Brongo’s crew worked three and a half days, from Thursday  morning through Sunday afternoon, including overtime on Friday. “By the end of the day Friday, we still hadn’t unloaded the slide,” says Brongo. “We didn’t have the weight off the slope, and I knew we couldn’t leave there Friday night and think the hill was going to be there in the morning. So, we got a meeting together, called in lights, and worked until 11. By Sunday afternoon, the grading was done.

“We graded it so the slope will have a positive surface flow and any water that hits it will go where we want it to. The drainage goes off either side of the slope into the backyard surface drains we dug at 2-feet wide and 1-foot deep to maintain a positive flow to the street. Each house has one. Everything is above ground, all mechanical. The slope was not compacted but the Barlers tracked the dozers over the fill as they were bringing it up.”

“The idea,” says Seymour, “was to follow the original slope configuration and build up a 1:1 slope at the bottom, about 10 feet high to place the fill. But the slope at the bottom became a little bit steeper. Given the time that had elapsed from the time we designed the fix until they could get in there to do it, the main scarp of the landslide had settled vertically 0.5:1 in some locations, 1:1 in other locations below the scarp. So what we ended up with was going up about 15 feet from the bottom of the slope at 1:1 to the horizontal bench, which turned out to be about 15 feet wide. Individual houses have a 10 to 15-foot buffer in their backyards.”

Next up was another layer of plastic to protect the temporary stabilization until the city and the homeowners decided on a permanent fix. Brongo secured the same 10 mm Visqueen with 2,500 sandbags anchored with 36-inch wooden stakes.

After the grading was accomplished, and prior to covering the slope with plastic, the city called for a topographical survey of the slope that would show the configuration following grading and to use in conjunction with Petra Geotechnical in continuing studies of the situation. Johnson-Frank used a Leica HDS3000 terrestrial laser scanner to scan the slope and create a digital model of the slope and adjacent areas, including the homes at the bottom and the swimming pool at the top. A conventional contour map, as well as sections at various locations, were produced from the digital model for further study.

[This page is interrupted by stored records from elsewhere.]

PR #172, opened 2018-07-12
Feature/64  form components

kevinmpowell:
## IMPORTANT
After checking out, run `npm install`. This branch relies on an updated version of `esds-build`.

Sorry about all the icon updates. I fixed a bug in the build tooling that was over-optimizing the source SVG's. 

The forms sink page is at: `/sink-pages/components/forms.html`


jamesmelzer:
I glanced through. Very nice. I'll go over Sketch symbol changes to align with this tomorrow.

library/components/form/form.scss
```diff
@@ -0,0 +1,908 @@
...
+// Field Group
+$spirit-space-field-group-margin:             $spirit-form-group-stack;
+$spirit-space-field-group-horizontal-margin:  0 16px 0 0;
+
+.spirit-form__field-group {
+  @include spirit-typography-reset;
+  margin: $spirit-space-field-group-margin;
+}
+
+.spirit-form__field-group--horizontal {
```
joesnellpdx: @kevinmpowell 

This needs to be enabled via breakpoint ( ie. `horizontal-md` ). Most cases will start as full width, then become gridified.

* [ ]  Create breakpoints for horizontal grouping

library/components/form/form.scss
```diff
@@ -0,0 +1,908 @@
...
+  align-items: flex-start;
+  display: flex;
+
+  & > * {
```
joesnellpdx: @kevinmpowell 

Horizontal grouping children can become janked if the label does not fit ( inputs not aligned ).

screen shot 2018-07-19 at 4 09 03 pm

To resolve:
1. Remove `align-itms: flex-start;` from group--horizontal.
2. Add `display: flex;` and `flex-flow: column nowrap;` to children.
3. Add `margin-top: auto;` to input inside child.

* [ ] Fix misaligned inputs when label extends beyond width of 'grid'

library/docs/sink-pages/components/forms.njk
```diff
@@ -0,0 +1,779 @@
...
+        {% call library.form_fieldset() %}
+            {{ library.form_legend(text="Shipping Address") }}
+            
+            {% call library.form_field_group() %}
+                {{ library.form_checkbox(label="Same as billing address", id='checkout-example-checkbox', checked=true) }}
+            {% endcall %}
+
+            {% call library.form_field_group() %}
+                {{ library.form_label(text="Street", for="full-form-shipping-street") }}
+                {{ library.form_input(disabled=true, id="full-form-shipping-street") }}
```
joesnellpdx: @kevinmpowell 

Is lighter grey enough of an indicator that this input is disabled ( especially without a text )? The addition of the red (`*`) sends the opposite message. Perhaps no background color and a light border. Hover indicator not enough as not all will be using a mouse.

I did not realize was an issue until I tried to click into it. ;-)

Something to discuss with team: CC @jamesmelzer @ismaeltoure7 @patrickmckowen

patrickmckowen: I wonder if the black input labels are sending the wrong message; perhaps changing the label color to Grey will help.

joesnellpdx: @patrickmckowen 

Lightening the black inputs would definitely help. I'm also concerned that the 'difference' between the grays is very subtle. 

This is a different design, but I feel there is more clarity on what is disabled:
https://developer.microsoft.com/en-us/fabric#/components/textfield

That being said - not much difference in Material ( link below ) - but it does require there being a label and that it is more washed out.: 
https://material.io/design/components/text-fields.html#filled-text-field

jamesmelzer: Agreed: lightening the labels one step helps. 
screen shot 2018-07-23 at 8 38 31 am

joesnellpdx: I'm still not sure why disabled has `*`

library/tokens/tokens.yaml
```diff
@@ -14,11 +14,11 @@ color :
     30 :      &color-blue-30      "#B3CCFF"
     default : &color-blue-default "#0055FF"
   green :
-    default : &color-green-67 "#37A941"
+    67 :      &color-green-67 "#37A941"
     light :   &color-green-20 "#BBE9BF"
```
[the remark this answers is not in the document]
kevinmpowell: I believe @jamesmelzer has already adjusted this. I've synced with `develop` and all palette colors are numeric now.

library/docs/sink-pages/components/forms.njk
```diff
@@ -0,0 +1,779 @@
...
+
+    {% call library.form_field_group() %}
+      {{ library.form_label(text="Disabled", required=true) }}
+      {{ library.form_input(placeholder="First name", disabled=true) }}
+      {{ library.form_microcopy(text='<sup>*</sup>Adds &ldquo;Not Allowed&rdquo; cursor to disabled state.') }}
+    {% endcall %}
+
+    <h5 class="hostile-sink-reset">Hidden Label</h5>    
+    {% call library.form_field_group() %}
+      {{ library.form_input(placeholder="Default") }}
```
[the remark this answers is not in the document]
kevinmpowell: I prefer to author macros at the smallest level of functionality. This gives us flexibility in composition. In any markup examples we author in the docs we will always include `label` and the correct `aria` attributes to make the form accessible.

library/docs/sink-pages/components/forms.njk
```diff
@@ -0,0 +1,779 @@
...
+      {{ library.form_label(text="Error With Micro Copy", required=true) }}
+      {{ library.form_input(placeholder="First name", valid=false) }}
+      {{ library.form_field_error(text="Helpful error message.") }}
+      {{ library.form_microcopy(text="Micro copy goes here.") }}
+    {% endcall %}
+
+    {% call library.form_field_group() %}
+      {{ library.form_label(text="Disabled", required=true) }}
+      {{ library.form_input(placeholder="First name", disabled=true) }}
+      {{ library.form_microcopy(text='<sup>*</sup>Adds &ldquo;Not Allowed&rdquo; cursor to disabled state.') }}
```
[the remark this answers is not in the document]
kevinmpowell: I _could_ see a disabled form field needing to be required if another required field had to be completed to enable the form. I understand that it's not a great best practice for form design, and I wouldn't put an example like this on the actual doc page.

library/components/form/form.njk
```diff
@@ -0,0 +1,455 @@
...
+                {% endif %}
+            </legend>
+        {% endif %}
+        {%- if caller -%}
+            {{ caller() }}
+        {%- endif -%}
+    </fieldset>
+{% endmacro %}
+
+{% macro form_radio_group(
```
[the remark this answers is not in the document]
kevinmpowell: We can't require it within the macro. The docs will cover this as in: http://designsystem.morningstar.com/components/forms.html#radio-group

I'll fix the sink page examples that are broken.

library/docs/sink-pages/components/forms.njk
kevinmpowell: @joesnellpdx I imagine in this specific case those fields could be prepopulated from the Billing Address entries, but this is likely just an oversight on my part. By default the label macro includes the required asterisk since the majority of the examples have the required asterisk. I will remove.

library/components/form/form.scss
kevinmpowell: It's my understanding from our previous critique that all horizontal form layout will be handled by the grid. @ismaeltoure7 is that your understanding as well? If so, should we remove these examples from the sink page?

joesnellpdx:
@kevinmpowell Per our meeting today and your updates -- approved. Cool stuff!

At this same time, Johnson-Frank installed some 28 pipes into the face of the newly configured slope, each with a reflective target attached as part of a system to monitor movement following temporary stabilization.

“After the pipes were installed,” says Frank, “we used our total station system, measuring from those same points in the curbs at the bottom of the slide area which we had measured half a dozen times to tiny tolerances, and we use these as our base points to shoot the pipes up on the hill.

“Typically,” says City Engineer Rich Schlesinger, “a surveyor would have to go up there with a prism and set it on top of the point. This way they just set up in the street and shoot up to the 30 points. It’s a lot cheaper and more efficient”—and as Frank observes, given that surveyors would be moving around on a steep hill covered in plastic, also safer. Currently Johnson-Frank is monitoring the slide twice a week and has determined that the slope is still moving about one-eight inch a day, which both Seymour and Schlesinger figure is due to settlement. Once the city is satisfied the slide has stabilized, it will allow residents back into their homes.

“It was a classic case,” says Seymour, “a classic geological sort of failure. If the city had owned the land, they would probably have been in there in a day or two.”                                         

Writer Penelope B. Grenoble specializes in environmental topics.